Binding the response

If the formula contains ~, the LHS column is the response. If y is an array-like, it is bound to X under the response name implied by the formula (defaulting to y). If y is a string, it names a column already present in X. If y is None, X must already contain the response.

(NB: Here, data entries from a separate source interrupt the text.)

PR #1580, opened 2026-09-09
demos/sandbox: use ateclient.NewClient for authenticated ate-api access

### LINKED ISSUE #1579: [Bug]: demos/sandbox client fails with missing bearer token on actor resume
## Summary
Running `demos/sandbox/client` fails when invoking `ResumeActor` against `ate-api` because the client establishes an unauthenticated gRPC connection without attaching a Bearer token.

## Steps to Reproduce
1. Port-forward the Substrate API server (`kubectl port-forward -n ate-system svc/api 8080:443`).
2. Run the sandbox client:
   ```bash
   go run ./demos/sandbox/client --atespace=demo --name=sb1
   ```

## Actual Behavior
```text
2026/09/09 21:51:13 Connecting to ateapi at localhost:8080...
2026/09/09 21:51:13 Resuming actor sb1...
2026/09/09 21:51:13 Failed to resume actor: rpc error: code = Unauthenticated desc = missing bearer token
```

## Root Cause
`demos/sandbox/client/main.go` uses a custom `dialAteAPI()` helper that calls `grpc.NewClient` with TLS but omits `PerRPCCredentials` (Bearer JWT / ServiceAccount token). As a result, `ate-api`'s auth interceptor rejects the unauthenticated request.

### Expected Behavior

The client should authenticate with `ate-api` using the standard `internal/ateclient.NewClient`, which automatically:
- Obtains an `ate-client` ServiceAccount bearer token via the k8s TokenRequest API (or uses `--token-file`).
- Validates the serving certificate against `ClusterTrustBundle`.
- Injects bearer credentials into RPC requests.

### Steps to Reproduce

1. Deploy the sandbox demo on an Agent Substrate cluster:
`       ./hack/install-ate.sh --deploy-demo-sandbox`

2. Create a sandbox actor:
`       kubectl ate create actor sb1 -a ate-demo-sandbox --template sandbox-template`

3. Port-forward the API and router:
```       kubectl port-forward -n ate-system svc/api 8080:443 &
       kubectl port-forward -n ate-system svc/atenet-router 8000:80 &
```

4. Run the sandbox client:
`       go run ./demos/sandbox/client --atespace=ate-demo-sandbox --name=sb1`

5. Error:
`       Failed to resume actor: rpc error: code = Unauthenticated desc = missing bearer token`

### Sandbox Runtime

gVisor (runsc)

0b3d2d078

_No response_

### Host OS & Architecture

_No response_

```shell

```

### Additional Context

_No response_

### Confirmation

ajaysundark:
Fixes unauthenticated gRPC calls by replacing the custom dialAteAPI helper with internal/ateclient.NewClient, which automatically manages bearer tokens and ClusterTrustBundle TLS verification.

Fixes #1579

- [X] Tests pass

### DIFF
--- a/demos/sandbox/client/main.go
+++ b/demos/sandbox/client/main.go
@@ -17,7 +17,6 @@ import (
 	"bufio"
 	"bytes"
 	"context"
-	"crypto/tls"
 	"encoding/json"
 	"fmt"
 	"io"
@@ -28,12 +27,11 @@ import (
 	"strings"
 	"syscall"
 
+	"github.com/agent-substrate/substrate/internal/ateclient"
 	"github.com/agent-substrate/substrate/internal/atenet"
 	"github.com/agent-substrate/substrate/internal/resources"
 	"github.com/agent-substrate/substrate/pkg/proto/ateapipb"
 	"github.com/spf13/pflag"
-	"google.golang.org/grpc"
-	"google.golang.org/grpc/credentials"
 )
 
 type ProcessRequest struct {
@@ -49,22 +47,14 @@ type ProcessResponse struct {
 	Error  string `json:"error,omitempty"`
 }
 
-func dialAteAPI(endpoint string) (ateapipb.ControlClient, *grpc.ClientConn, error) {
-	creds := credentials.NewTLS(&tls.Config{InsecureSkipVerify: true})
-
-	conn, err := grpc.NewClient(endpoint, grpc.WithTransportCredentials(creds))
-	if err != nil {
-		return nil, nil, err
-	}
-
-	return ateapipb.NewControlClient(conn), conn, nil
-}
-
 func main() {
 	actorName := pflag.String("name", "", "Name of the sandbox actor (required)")
 	atespace := pflag.String("atespace", "", "Atespace the actor lives in (required)")
-	ateapiAddr := pflag.String("ateapi", "localhost:8080", "Address of the ateapi gRPC server")
+	ateapiAddr := pflag.String("ateapi", "", "Address of the ateapi gRPC server (e.g. localhost:8080). If omitted, automatically port-forwards.")
 	atenetAddr := pflag.String("atenet", "localhost:8000", "Address of the atenet HTTP router")
+	tokenFile := pflag.String("token-file", "", "Path to a bearer token for ate-api authentication, or - to read it from stdin. Defaults to a Kubernetes ServiceAccount token.")
+	kubeconfig := pflag.String("kubeconfig", "", "Path to the kubeconfig file")
+	k8sContext := pflag.String("context", "", "The name of the kubeconfig context to use")
 	pflag.Parse()
 
 	if *actorName == "" {
@@ -89,11 +79,11 @@ func main() {
 
 	// 1. Connect to ateapi and Resume Actor
 	log.Printf("Connecting to ateapi at %s...", *ateapiAddr)
-	cli, conn, err := dialAteAPI(*ateapiAddr)
+	cli, err := ateclient.NewClient(ctx, *kubeconfig, *k8sContext, *ateapiAddr, *tokenFile, false)
 	if err != nil {
-		log.Fatalf("Failed to dial ateapi: %v", err)
+		log.Fatalf("Failed to connect to ateapi: %v", err)
 	}
-	defer conn.Close()
+	defer cli.Close()
 
 	log.Printf("Resuming actor %s...", actorRef.Name)
 	_, err = cli.ResumeActor(ctx, &ateapipb.ResumeActorRequest{Actor: actorRef.ToObjectRef()})


ajaysundark:
cc @aditya-shantanu @zlammerts-svg

demos/sandbox/client/main.go
```diff
@@ -49,22 +47,14 @@ type ProcessResponse struct {
...
-	return ateapipb.NewControlClient(conn), conn, nil
-}
-
 func main() {
 	actorName := pflag.String("name", "", "Name of the sandbox actor (required)")
 	atespace := pflag.String("atespace", "", "Atespace the actor lives in (required)")
-	ateapiAddr := pflag.String("ateapi", "localhost:8080", "Address of the ateapi gRPC server")
+	ateapiAddr := pflag.String("ateapi", "", "Address of the ateapi gRPC server (e.g. localhost:8080). If omitted, automatically port-forwards.")
 	atenetAddr := pflag.String("atenet", "localhost:8000", "Address of the atenet HTTP router")
+	tokenFile := pflag.String("token-file", "", "Path to a bearer token for ate-api authentication, or - to read it from stdin. Defaults to a Kubernetes ServiceAccount token.")
```
aditya-shantanu, line 55: `--token-file=-` is incompatible with this program: ateclient reads the stdin token via `io.ReadAll(os.Stdin)` (`internal/ateclient/builder.go`, `readBearerToken`), which consumes stdin until EOF — but this client is an interactive stdin REPL (`bufio.NewScanner(os.Stdin)` below). Interactively the client hangs at connect until Ctrl-D, and either way the REPL scanner then gets immediate EOF, so the session exits right after resume + deferred suspend. Piped usage (`echo ls | sandbox-client --token-file=-`) sends the command text as the bearer token. Suggest rejecting `-` here (e.g. `log.Fatal("--token-file=- is not supported by the REPL client; pass a file path")`) or reading the token before entering the REPL from a different fd.

demos/sandbox/client/main.go
```diff
@@ -89,11 +79,11 @@ func main() {
 
 	// 1. Connect to ateapi and Resume Actor
 	log.Printf("Connecting to ateapi at %s...", *ateapiAddr)
-	cli, conn, err := dialAteAPI(*ateapiAddr)
+	cli, err := ateclient.NewClient(ctx, *kubeconfig, *k8sContext, *ateapiAddr, *tokenFile, false)
```
aditya-shantanu, line 82: Long sessions leak the actor: with `--token-file` empty, `ateclient` mints a single ServiceAccount token with `ExpirationSeconds: 3600` and wraps it in `bearerTokenCreds` — a static string with no refresh (`internal/ateclient/builder.go`). The REPL's only later control-plane RPC is the deferred `SuspendActor` at exit, so a sandbox session kept open for more than an hour sends an expired token on `exit`, gets Unauthenticated, and the actor is silently left running (only a `log.Printf`). Unlike `fileBearerTokenCreds`, which re-reads the file per RPC, the minted token can never be refreshed. Consider minting the token lazily per RPC (or re-minting on expiry) in ateclient, or at least surfacing this limit — an interactive sandbox REPL is exactly the long-lived client that hits it.

aditya-shantanu, line 82: Capability regression for tunnel-only users: even with an explicit `--ateapi` endpoint (and even with `--token-file` supplied), `dialDirect` unconditionally loads a kubeconfig, builds a clientset, and lists `certificates.k8s.io/v1beta1` ClusterTrustBundles for the TLS roots; with no `--token-file` it additionally needs TokenRequest RBAC on the `ate-client` SA in `ate-system`. The old `dialAteAPI` needed no cluster access at all, so anyone who ran the demo through a shared tunnel/bastion or in CI without a kubeconfig now fails at `failed to load kubeconfig` (or at the CTB list) before ever dialing. That may be an acceptable trade for authenticated TLS, but it changes the meaning of `--ateapi` from "just dial this address" to "dial this address, but still require cluster RBAC" — worth a note in the flag help and README, or an escape hatch (e.g. `--ca-file`) in ateclient.

demos/sandbox/client/main.go
```diff
@@ -49,22 +47,14 @@ type ProcessResponse struct {
...
-	}
-
-	return ateapipb.NewControlClient(conn), conn, nil
-}
-
 func main() {
 	actorName := pflag.String("name", "", "Name of the sandbox actor (required)")
 	atespace := pflag.String("atespace", "", "Atespace the actor lives in (required)")
-	ateapiAddr := pflag.String("ateapi", "localhost:8080", "Address of the ateapi gRPC server")
+	ateapiAddr := pflag.String("ateapi", "", "Address of the ateapi gRPC server (e.g. localhost:8080). If omitted, automatically port-forwards.")
```
aditya-shantanu, line 53: Silent behavior change for existing invocations: anyone following the current README (manual `kubectl port-forward svc/api 8080:443` in Terminal 1) who omits `--ateapi` used to hit the manual tunnel via the old `localhost:8080` default. Now the empty default ignores that tunnel and opens its own port-forward using the kubeconfig's *current context* — which can point at a different cluster than the manual tunnel — and resumes/suspends that cluster's actor with no indication (the only log prints an empty address). Worth calling out in the README, and logging which mode/cluster is used (see the next comment on line 81).

aditya-shantanu, line 53: `demos/sandbox/README.md` was not updated even though the PR checklist marks documentation as included: it still mandates "Terminal 1: API Server — `kubectl port-forward -n ate-system svc/api 8080:443`" and shows `--ateapi=localhost:8080` as the canonical invocation, while the auto-port-forward default and the new `--token-file`/`--kubeconfig`/`--context` flags appear nowhere. The manual API forward is now redundant, and the README also doesn't mention that even the explicit-endpoint path now needs kubeconfig + ClusterTrustBundle/TokenRequest access. Please update section 3 and the usage example to the new workflow.

demos/sandbox/client/main.go
```diff
@@ -89,11 +79,11 @@ func main() {
 
 	// 1. Connect to ateapi and Resume Actor
 	log.Printf("Connecting to ateapi at %s...", *ateapiAddr)
```
aditya-shantanu, line 81: In the new default mode (`--ateapi=""`) this prints `Connecting to ateapi at ...` with an empty address, and it misdescribes what happens (an automatic port-forward to `svc/api`). The multiplex demo handled the same migration explicitly (`demos/claude-code-multiplex/ui/server.go`: `"[ui] connecting to ateapi (endpoint=%q; empty = auto port-forward to svc/api)"`).

```suggestion
	if *ateapiAddr == "" {
		log.Print("Connecting to ateapi (auto port-forward to svc/api)...")
	} else {
		log.Printf("Connecting to ateapi at %s...", *ateapiAddr)
	}
```

demos/sandbox/client/main.go
aditya-shantanu, line 82: Minor, pre-existing hazard made the default: the auto port-forward pins the tunnel to a single api pod and "does not fail over if that pod later dies" (`internal/portforward/portforward.go`). For a long-lived REPL, if that pod is rescheduled mid-session the tunnel dies silently (commands keep flowing via atenet), and the deferred `SuspendActor` on `exit` fails, leaving the actor unsuspended. The manual `kubectl port-forward` workflow had the same weakness but at least failed visibly in its own terminal. Not blocking — just noting the failure mode this demo now inherits by default.

demos/sandbox/client/main.go
```diff
@@ -49,22 +47,14 @@ type ProcessResponse struct {
...
-}
-
 func main() {
 	actorName := pflag.String("name", "", "Name of the sandbox actor (required)")
 	atespace := pflag.String("atespace", "", "Atespace the actor lives in (required)")
-	ateapiAddr := pflag.String("ateapi", "localhost:8080", "Address of the ateapi gRPC server")
+	ateapiAddr := pflag.String("ateapi", "", "Address of the ateapi gRPC server (e.g. localhost:8080). If omitted, automatically port-forwards.")
 	atenetAddr := pflag.String("atenet", "localhost:8000", "Address of the atenet HTTP router")
+	tokenFile := pflag.String("token-file", "", "Path to a bearer token for ate-api authentication, or - to read it from stdin. Defaults to a Kubernetes ServiceAccount token.")
+	kubeconfig := pflag.String("kubeconfig", "", "Path to the kubeconfig file")
```
aditya-shantanu, line 56: Cleanup/altitude: this is now the third copy of the ateclient connection flag set — `--kubeconfig`/`--context`/`--token-file` help strings are verbatim from `cmd/kubectl-ate/internal/cmd/root.go:57-60`, the endpoint flag is `--ateapi` here vs `--endpoint` in kubectl-ate for the same `NewClient` parameter, and `demos/claude-code-multiplex/ui/server.go` has a third ad-hoc variant (env var). A small shared registration helper in `internal/ateclient` (or at least reusing kubectl-ate's flag names) would keep the consumers from drifting as the client contract evolves.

GAMRegressor(formula="y ~ s(x)").fit(X, y)        # array y
GAMRegressor(formula="y ~ s(x)").fit(df)          # df contains "y"
GAMRegressor(formula="y ~ s(x)").fit(df, y="y")   # name a column

If the formula has no ~, gamfit prepends <target> ~.

Methods

Method Returns Notes
fit(X, y=None) self Sets model_, formula_, feature_names_in_, n_features_in_.
predict(X) ndarray (n,) Predicted mean.
score(X, y, sample_weight=None) float r2_score.
summary() Summary Delegates to model_.summary().
check(X) SchemaCheck Delegates to model_.check(). Scalar models only.
report(path) str Delegates to model_.report(path). Scalar models only.

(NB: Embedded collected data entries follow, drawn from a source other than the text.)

PR #1581, opened 2026-09-10
enhance tests to validate volume lifecycle for actor state changes

Sneha-at:
NA

This PR enhances the tests to validate volume lifecycle during state transition failures

 • **TestDeleteActor_VolumeDeletionFailure_RetrySuccess**- Verifies that when volume deletion fails during DeleteActor, the actor transitions to ACTOR_STATE_DELETING and its volumes to STATUS_DELETING. A     
  subsequent retry successfully finalizes volume deletion and deletes the actor from the store.                                                                                                               
  • **TestResumeActor_VolumeAttachFailureAndRetry** - Verifies that when volume attachment fails during ResumeActor, the actor remains in ACTOR_STATE_RESUMING with worker assignment and provisioned volumes     
  intact. Retrying ResumeActor re-attempts volume attachment and successfully transitions the actor to ACTOR_STATE_RUNNING.                                                                                   
  • **TestResumeActor_VolumeAttachFailure_DeleteActor** - Verifies that an actor stuck in ACTOR_STATE_RESUMING after an attach failure rejects standard DeleteActor requests, but calling DeleteActor with        
  AnyState=true successfully cleans up worker assignments and provisioned volumes.                                                                                                                            
  • **TestResumeActor_MultiVolumePartialAttachFailure_Retry** - Verifies that when attaching multiple volumes during ResumeActor and one volume fails, previously attached volumes remain attached and the actor  
  stays in ACTOR_STATE_RESUMING. A subsequent retry attaches only the remaining unattached volumes and transitions the actor to ACTOR_STATE_RUNNING.                                                          
  • **TestSuspendActor_VolumeDetachFailure_RetrySuccess** - Verifies that volume detach failures during SuspendActor leave the actor in ACTOR_STATE_SUSPENDING with its worker assignment held. A subsequent retry
  succeeds in detaching the volume, releasing the worker, and transitioning the actor to ACTOR_STATE_SUSPENDED.                                                                                               
  • **TestSuspendActor_VolumeDetachFailure_DeleteActorAnyState** - Verifies that an actor stuck in ACTOR_STATE_SUSPENDING due to a volume detach failure rejects standard deletion, but cleanly detaches volumes  
  and deletes the actor when called with AnyState=true.                                                                                                                                                       
  • **TestPauseActor_VolumeLifecycle_DetachAndResumeAttach** - Validates the volume lifecycle across pause and unpause, confirming external volumes are detached when transitioning from RUNNING to PAUSED and re-
  attached when resumed back to RUNNING.                                                                                                                                                                      
  • **TestPauseActor_VolumeDetachFailure_RetrySuccess** - Verifies that volume detachment failure during PauseActor leaves the actor in ACTOR_STATE_PAUSING. A retry of PauseActor re-attempts volume detachment, 
  succeeds, and advances the actor state to ACTOR_STATE_PAUSED.                                                                                                                                               
  • **TestResumeActor_PausedLocalSnapshotMissing_Crashes** - Verifies that if local snapshot files on the worker are missing when resuming a PAUSED actor, the control plane marks the actor ACTOR_STATE_CRASHED  
  and frees the assigned worker pod.                                                                                                                                                                          
  • **TestDetachActorVolumes** - Tests control plane volume detachment logic across multiple scenarios, including container mount filtering, partial detach errors, unassigned workers, and idempotent not-found  
  responses from plugins.                                                                                                                                                                                     
  • **TestCreateActorVolumes (Storage class parameters case)** - Verifies that parameters configured on a StorageClass (such as disk and filesystem types) are correctly propagated into the volume context of    
  newly created external volumes.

The fitted Model is available at est.model_ for access to the full gamfit.Model API (sample, predict(..., interval=...), etc.).

GAMClassifier

from gamfit.sklearn import GAMClassifier

est = GAMClassifier(formula="y ~ s(x)", family="binomial")
est.fit(X, y)

probs = est.predict_proba(X)   # (n, 2): [P(y=0), P(y=1)]
hard  = est.predict(X)         # (n,) int, threshold 0.5
acc   = est.score(X, y)        # accuracy_score

classes_ is np.array([0, 1]) after fit(). predict_proba() clips the positive-class probability to [0, 1] and stacks [1 - p, p]. The threshold for predict() is hardcoded to 0.5.

Pipeline

from sklearn.pipeline import Pipeline
from sklearn.preprocessing import StandardScaler

pipe = Pipeline([
    ("scaler", StandardScaler()),
    ("gam",    GAMRegressor(formula="y ~ s(x0) + s(x1)")),
])
pipe.fit(X, y)
preds = pipe.predict(X_test)

The GAM step accepts a pandas.DataFrame, a numpy array, a dict of columns, or a list of records.

Cross-validation

from sklearn.model_selection import cross_val_score

scores = cross_val_score(
    GAMRegressor(formula="y ~ s(x)"),
    X, y, cv=5, scoring="r2",
)
from sklearn.model_selection import GridSearchCV

grid = GridSearchCV(
    GAMRegressor(formula="y ~ s(x)"),
    param_grid={
        "formula": ["y ~ s(x)", "y ~ s(x, k=10)", "y ~ s(x, k=20)"],
    },
    cv=5,
)
grid.fit(X, y)

No survival wrapper

There is no sklearn wrapper for survival models. Surv(...) responses do not match sklearn's (X, y) contract, and survival prediction produces a per-time-grid surface rather than a single vector. Call gamfit.fit(...) directly for survival; see survival.md.